* TASK TO CARRY OUT:
Lines with the word "IsPost": copy all of them from the entries below.

Collected data entries
----------------------------------------

Issue #1130, opened 2016-09-28
Reject requests that don't set Content-Length or Transfer-Encoding: chunked


cesarbs:
Requests containing a body (POST, PUT, CONNECT, PATCH, OPTIONS) should be rejected with a `411 Length Required` if they don't include a `Content-Length` or `Transfer-Encoding: chunked` header.

cesarbs:
I was re-reading the spec and it says this:

```
The presence of a message body in a request is signaled by a
Content-Length or Transfer-Encoding header field.  Request message
framing is independent of method semantics, even if the method does
not define any use for a message body.
```

https://tools.ietf.org/html/rfc7230#section-3.3

Which means there's no "hard rule" for what methods can or cannot contain a body. We could be prescriptive here and determine that POST and some other methods must send `Transfer-Encoding` or `Content-Length`, but that seems unnecessary.

We already somewhat guard against messages that don't specify a content length by assuming 0. This means things could silently fail or behave strangely for some apps. Deciding on a set of methods and sending a 411 is more explicit. But then the spec doesn't help a lot in deciding which methods to treat like that.

On the other hand, the spec says this:

```
If a message is received with both a Transfer-Encoding and a
Content-Length header field, the Transfer-Encoding overrides the
Content-Length.  Such a message might indicate an attempt to
perform request smuggling (Section 9.5) or response splitting
(Section 9.4) and ought to be handled as an error.  A sender MUST
remove the received Content-Length field prior to forwarding such
a message downstream.
```

https://tools.ietf.org/html/rfc7230#section-3.3.3

Which to me makes the abandoned https://github.com/aspnet/KestrelHttpServer/issues/1164 more relevant. Granted, the specs seems to be referring to intermediate servers that just foward messages. But why shouldn't Kestrel do the same? We can either strip `Content-Length` in those cases and log a warning, or throw an exception to apps attempting to set both headers.

cesarbs:
I'm thinking of making this change for POST and PUT only, leaving OPTIONS out (I'm not familiar with how clients use OPTIONS).

cesarbs:
This seems to be what IIS does btw. I know lighttpd requires `Content-Length` on POST too (and I assume PUT). I'll check nginx.

cesarbs:
Same for nginx.

muratg:
If we can't get this in soon, let's move it to 1.2.0.

PR #1193, opened 2016-11-03
Reject POST and PUT requests with no Content-Length or Transfer-Encoding (#1130)

cesarbs:
#1130 

@halter73 @davidfowl @Tratcher

### DIFF
--- a/src/Microsoft.AspNetCore.Server.Kestrel/Internal/Http/MessageBody.cs
+++ b/src/Microsoft.AspNetCore.Server.Kestrel/Internal/Http/MessageBody.cs
@@ -6,6 +6,7 @@ using System.IO;
 using System.Numerics;
 using System.Threading;
 using System.Threading.Tasks;
+using Microsoft.AspNetCore.Http;
 using Microsoft.AspNetCore.Server.Kestrel.Internal.Infrastructure;
 using Microsoft.Extensions.Internal;
 using Microsoft.Extensions.Primitives;
@@ -266,17 +267,29 @@ namespace Microsoft.AspNetCore.Server.Kestrel.Internal.Http
                 return new ForChunkedEncoding(keepAlive, headers, context);
             }
 
-            var unparsedContentLength = headers.HeaderContentLength.ToString();
-            if (unparsedContentLength.Length > 0)
+            var unparsedContentLength = headers.HeaderContentLength;
+            if (unparsedContentLength.Count > 0)
             {
-                long contentLength;
-                if (!long.TryParse(unparsedContentLength, out contentLength) || contentLength < 0)
+                try
+                {
+                    var contentLength = FrameHeaders.ParseContentLength(unparsedContentLength);
+                    return new ForContentLength(keepAlive, contentLength, context);
+                }
+                catch (InvalidOperationException)
                 {
                     context.RejectRequest(RequestRejectionReason.InvalidContentLength, unparsedContentLength);
                 }
-                else
+            }
+
+            // Avoid slowing down most common case
+            if (!object.ReferenceEquals(context.Method, HttpMethods.Get))
+            {
+                // If we got here, request contains no Content-Length or Transfer-Encoding header.
+                // Reject with 411 Length Required.
+                if (HttpMethods.IsPost(context.Method) || HttpMethods.IsPut(context.Method))
                 {
-                    return new ForContentLength(keepAlive, contentLength, context);
+                    var requestRejectionReason = httpVersion == HttpVersion.Http11 ? RequestRejectionReason.LengthRequired : RequestRejectionReason.LengthRequiredHttp10;
+                    context.RejectRequest(requestRejectionReason, context.Method);
                 }
             }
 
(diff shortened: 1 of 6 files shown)


src/Microsoft.AspNetCore.Server.Kestrel/Internal/Http/MessageBody.cs
```diff
@@ -280,6 +281,13 @@ protected virtual void OnConsumedBytes(int count)
                 }
             }
 
+            // If we got here, request contains no Content-Length or Transfer-Encoding header.
+            // Reject with 411 Length Required.
+            if (HttpMethods.IsPost(context.Method) || HttpMethods.IsPut(context.Method))
```
halter73: No user code has run at this point. Do a strict reference equals.

test/Microsoft.AspNetCore.Server.KestrelTests/MessageBodyTests.cs
```diff
@@ -196,13 +196,29 @@ public void ForThrowsWhenFinalTransferCodingIsNotChunked()
             using (var input = new TestInput())
             {
                 var ex = Assert.Throws<BadHttpRequestException>(() =>
-                    MessageBody.For(HttpVersion.Http10, new FrameRequestHeaders { HeaderTransferEncoding = "chunked, not-chunked" }, input.FrameContext));
+                    MessageBody.For(HttpVersion.Http11, new FrameRequestHeaders { HeaderTransferEncoding = "chunked, not-chunked" }, input.FrameContext));
```
halter73: Why did this change?

test/Microsoft.AspNetCore.Server.KestrelTests/MessageBodyTests.cs
```diff
@@ -196,13 +196,29 @@ public void ForThrowsWhenFinalTransferCodingIsNotChunked()
...
+        [Theory]
+        [InlineData("POST")]
+        [InlineData("PUT")]
+        public void ForThrowsWhenMethodRequiresLengthButNoContentLengthOrTransferEncodingIsSet(string method)
+        {
+            using (var input = new TestInput())
+            {
+                input.FrameContext.Method = method;
+                var ex = Assert.Throws<BadHttpRequestException>(() =>
+                    MessageBody.For(HttpVersion.Http11, new FrameRequestHeaders(), input.FrameContext));
```
halter73: Should we test this for HTTP/1.0 too?

src/Microsoft.AspNetCore.Server.Kestrel/Internal/Http/MessageBody.cs
halter73: Were there any other methods you considered requiring a content length for?

test/Microsoft.AspNetCore.Server.KestrelTests/MessageBodyTests.cs
cesarbs:
```
If a request
contains an entity body and Content-Length is not specified, and the
server does not recognize or cannot calculate the length from other
fields, then the server should send a 400 (bad request) response.
```

https://tools.ietf.org/html/rfc1945#section-7.2.2

src/Microsoft.AspNetCore.Server.Kestrel/Internal/Http/MessageBody.cs
cesarbs: Nope. IIS and nginx seem to require a length only for POST and PUT, so I'm doing the same here.

cesarbs:
@halter73 Updated with early check for != GET.

halter73:
Both travis builds are failing with "Block being garbage collected instead of returned to pool: IncomingStart, /Users/travis/build/aspnet/KestrelHttpServer/src/Microsoft.AspNetCore.Server.Kestrel/Internal/Http/SocketInput.cs, 66"

https://travis-ci.org/aspnet/KestrelHttpServer/builds/173249429

test/Microsoft.AspNetCore.Server.KestrelTests/MessageBodyTests.cs
```diff
@@ -196,13 +196,45 @@ public void ForThrowsWhenFinalTransferCodingIsNotChunked()
...
+
+                Assert.Equal(411, ex.StatusCode);
+                Assert.Equal($"{method} request contains no Content-Length or Transfer-Encoding header", ex.Message);
+            }
+        }
+
+        [Theory]
+        [InlineData("POST")]
+        [InlineData("PUT")]
+        public void ForThrowsWhenMethodRequiresLengthButNoContentLengthSetHttp10(string method)
```
halter73: My guess is that this test is throwing causing the block to be leaked.

halter73: Never mind this issue repros in the dev branch. I found your issue https://github.com/aspnet/KestrelHttpServer/issues/1195.

cesarbs:
Opened https://github.com/dotnet/corefx/issues/13369 to track test failures caused by hang on 0-byte async write to `SslStream`.

cesarbs:
Rebased with b3aca0413c20226694502deb8649abf4e909ce0f.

----------------------------------------

* EXERCISE SOLUTION:
+                if (HttpMethods.IsPost(context.Method) || HttpMethods.IsPut(context.Method))
+            if (HttpMethods.IsPost(context.Method) || HttpMethods.IsPut(context.Method))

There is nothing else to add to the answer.